Six months ago, some real estate experts predicted home prices in the Sacramento area would keep falling, weighed down by thousands of foreclosures.
Economists at online tracker Zillow, for example, said in April that prices would continue to drop this year and that there was "no sign of a bottom" for the Sacramento market.
Instead, the opposite happened. Prices made a U-turn and headed up. Today, Realtor.com calls Sacramento the nation's No. 2 "turnaround town," just behind Oakland. Five other California cities, from San Francisco to Bakersfield, also made the list.
So what turned a real estate dog into a sudden darling?
In essence, area home prices dropped so low that large numbers of investors swooped in to grab bargains. Some would-be homeowners decided to try their luck, too.
The ramped-up activity has driven prices higher and reduced the number of homes on the market, which in turn creates more upward pressure.
Last week, Santa Ana-based data provider CoreLogic reported a nearly 7 percent year-over-year gain in Sacramento home values in September.
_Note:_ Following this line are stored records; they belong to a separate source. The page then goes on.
PR #555, opened 2022-10-17
feat(agent): implement php_execute_show functionality for OAPI

bduranleau-nr:
#### Add support for nr_php_show_exec* family of functions for Observer API.
- `begin` fcall will only show `execute`, since it does not have access to return data.
- `end` fcall will only show `return`, since `execute` will be handled solely by `begin`

Several blocks of functions have been wrapped in 
```c
#if ZEND_MODULE_API_NO < ZEND_8_0_X_API_NO \
```
statements in order to placate the compiler, since they are defined but never called under the OAPI paradigm.

### DIFF
--- a/agent/php_execute.c
+++ b/agent/php_execute.c
@@ -1928,7 +1928,7 @@ void nr_php_observer_fcall_begin(zend_execute_data* execute_data) {
   int show_executes = NR_PHP_PROCESS_GLOBALS(special_flags).show_executes;
 
   if (nrunlikely(show_executes)) {
-    nr_php_show_exec(NR_EXECUTE_ORIG_ARGS TSRMLS_CC);
+    nr_php_show_exec(NR_EXECUTE_ORIG_ARGS);
   }
   nr_php_instrument_func_begin(NR_EXECUTE_ORIG_ARGS);
 
--- a/agent/php_execute.c
+++ b/agent/php_execute.c
@@ -1928,10 +1928,6 @@ void nr_php_observer_fcall_begin(zend_execute_data* execute_data) {
   int show_executes = NR_PHP_PROCESS_GLOBALS(special_flags).show_executes;
 
   if (nrunlikely(show_executes)) {
-    /*
-     * For OAPI don't call nr_php_execute_enabled from execute_show.
-     * Can show execute but CANNOT show returns here.
-     */
     nr_php_show_exec(NR_EXECUTE_ORIG_ARGS TSRMLS_CC);
   }
   nr_php_instrument_func_begin(NR_EXECUTE_ORIG_ARGS);
--- a/agent/php_execute.c
+++ b/agent/php_execute.c
@@ -1227,6 +1227,8 @@ static inline void nr_php_execute_segment_end(
   }
 }
 
+#if ZEND_MODULE_API_NO < ZEND_8_0_X_API_NO \
+    || defined OVERWRITE_ZEND_EXECUTE_DATA
 /*
  * This is the user function execution hook. Hook the user-defined (PHP)
  * function execution. For speed, we have a pointer that we've installed in the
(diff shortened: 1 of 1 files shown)


agent/php_execute.c
```diff
@@ -1913,26 +1918,24 @@ void nr_php_observer_fcall_begin(zend_execute_data* execute_data) {
...
-      // nr_php_execute_show(NR_EXECUTE_ORIG_ARGS TSRMLS_CC);
-    }
-    nr_php_instrument_func_begin(NR_EXECUTE_ORIG_ARGS);
+  int show_executes = NR_PHP_PROCESS_GLOBALS(special_flags).show_executes;
+
+  if (nrunlikely(show_executes)) {
+    /*
+     * For OAPI don't call nr_php_execute_enabled from execute_show.
+     * Can show execute but CANNOT show returns here.
+     */
```
misiekn, line 1934: I don't think this comment is needed anymore.

agent/php_execute.c
```diff
@@ -1950,26 +1953,21 @@ void nr_php_observer_fcall_end(zend_execute_data* execute_data,
...
-        || NR_PHP_PROCESS_GLOBALS(special_flags).show_execute_returns;
-
-  if (nrunlikely(show_executes)) {
+  if (nrlikely(1 == nr_php_recording())) {
+    int show_executes_return
+        = NR_PHP_PROCESS_GLOBALS(special_flags).show_execute_returns;
     /*
      * For OAPI don't call nr_php_execute_enabled from execute_show.
-     * nr_php_execute_show updated in another ticket.
      * Can show execute and returns here.
```
misiekn, line 1961: I don't think this comment is needed anymore.

misiekn (approved):
LGTM! Just a small nit about comments before calls to `nr_php_show_exec` and `nr_php_show_exec_return`. I don't think they're needed anymore.

agent/php_execute.c
bduranleau-nr: I liked the idea of keeping them in place as an explanation for why it was done this way as opposed to the old paradigm

misiekn: IMHO it only adds confusion as to why a search for `nr_php_execute_enabled` would find the oapi code where `nr_php_execute_enabled` is not used and expected to appear. `nr_php_execute_enabled` is not oapi way of instrumenting that's been replaced with `nr_php_observer_fcall_begin` and `nr_php_observer_fcall_end`.  Things are done differently in oapi. This comment made sense when `nr_php_observer_fcall_begin` and `nr_php_observer_fcall_end` were just a stubs to indicate what should be implemented in them. Now that the implementation is in place, there's no longer need for this comment.

bduranleau-nr: Can you add a suggestion comment to both so I can commit that change here directly?

misiekn: Unfortunately GH's code review suggestions cannot be made to code that was not modified in PR. So I cannot create suggestion for this comment.

agent/php_execute.c
misiekn:
```suggestion
```

agent/php_execute.c
bduranleau-nr: Updated and pushed

agent/php_execute.c
```diff
@@ -1913,26 +1918,20 @@ void nr_php_observer_fcall_begin(zend_execute_data* execute_data) {
...
-       * nr_php_execute_show updated in another ticket.
-       * Can show execute but CANNOT show returns here.
-       */
-      // nr_php_execute_show(NR_EXECUTE_ORIG_ARGS TSRMLS_CC);
-    }
-    nr_php_instrument_func_begin(NR_EXECUTE_ORIG_ARGS);
+  int show_executes = NR_PHP_PROCESS_GLOBALS(special_flags).show_executes;
+
+  if (nrunlikely(show_executes)) {
+    nr_php_show_exec(NR_EXECUTE_ORIG_ARGS TSRMLS_CC);
```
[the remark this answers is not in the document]
bduranleau-nr: Yup, I'll remove it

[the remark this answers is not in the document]
bduranleau-nr:
```suggestion
    nr_php_show_exec(NR_EXECUTE_ORIG_ARGS);
```

zsistla (approved):
Great job, thanks.

mfulb (approved):

PR #557, opened 2022-10-18
fix(agent): name exception handler's wraprec

misiekn:
Add a name to a wraprec for a user function used as exception handler
so that the instrumentation of user's exception handler can be found
with get_wraprec_by_name and an error event can be recorded.

Use `NAME_EXCEPTION_HANDLER` macro to enable/disable
this fix to test things out.


misiekn:
Superseded with #568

The Sacramento region's largest real estate brokerage, Lyon Real Estate, said the Corelogic numbers understate reality.
Lyon's data, supplied by its affiliate TrendGraphix, shows prices have risen by double digits since the beginning of the year. The region's median sales price jumped from $180,000 in January to $219,000 in October a 21 percent increase, Lyon said in a news release.
Jeffrey Michael, director of the Business Forecasting Center at the University of the Pacific in Stockton, said houses in Sacramento may still be undervalued, especially investment properties.
"We've been in a situation where paying cash (for a house) and renting it out was generating higher yields than you could find in other investments, which suggests housing is underpriced," Michael said.
Even Zillow, formerly so bearish on the Sacramento region, forecasts that home prices will rise almost 6 percent by the end of the third quarter next year.
That's more than three times Zillow's predicted national growth average of 1.7 percent.
What's unclear, however, is whether Sacramento can sustain its newfound status as one of the nation's most improved real estate markets.
Investors have been the main players in the local market turnaround. But Michael warned that demand from that group can carry prices only so far.
"As prices appreciate, the return on investment declines from an investor standpoint," he said.
Whether demand from traditional homebuyers is sufficient to sustain continued price increases is uncertain, he said.
Over the long term, job growth is the key.
Lyon President Pat Shea, however, said he believes demand from traditional homebuyers is gathering steam.
Entry-level buyers have been competing with investors, boosting prices at the lower end of the market. Continued growth depends on move-up buyers feeling confident and increasing activity in the middle and upper segments, Shea said.
He said he expects interest rates to stay at historically low levels in 2013, continuing to fuel demand.
"I think that for the remainder of this year and 2013, we'll see a lot of what we've seen already," Shea said.
While economists agree that the gains could continue into next year, they warn against thinking it's the start of another bona fide housing boom.
"It's good news, but it doesn't mean we're back to 2005," said Stuart Gabriel, director of the Ziman Center for Real Estate at UCLA.
Foreclosed homes have been snapped up by investors and haven't overwhelmed the Sacramento market, as some feared, he said. But the overall economy remains sluggish, Gabriel noted.
The Federal Reserve is helping to prop up the housing market by buying billions of dollars in mortgage-backed securities. One goal is to keep interest rates low for months to come.
"The reason interest rates are so low is the economy overall is perceived as being relatively weak," Gabriel said.
Struggling economies in Europe and Asia still loom as a potential threat to the economy, as does the "fiscal cliff" awaiting Jan. 1, when billions of dollars in federal spending and tax cuts are set to start expiring unless Congress and the Obama administration can reach an agreement first.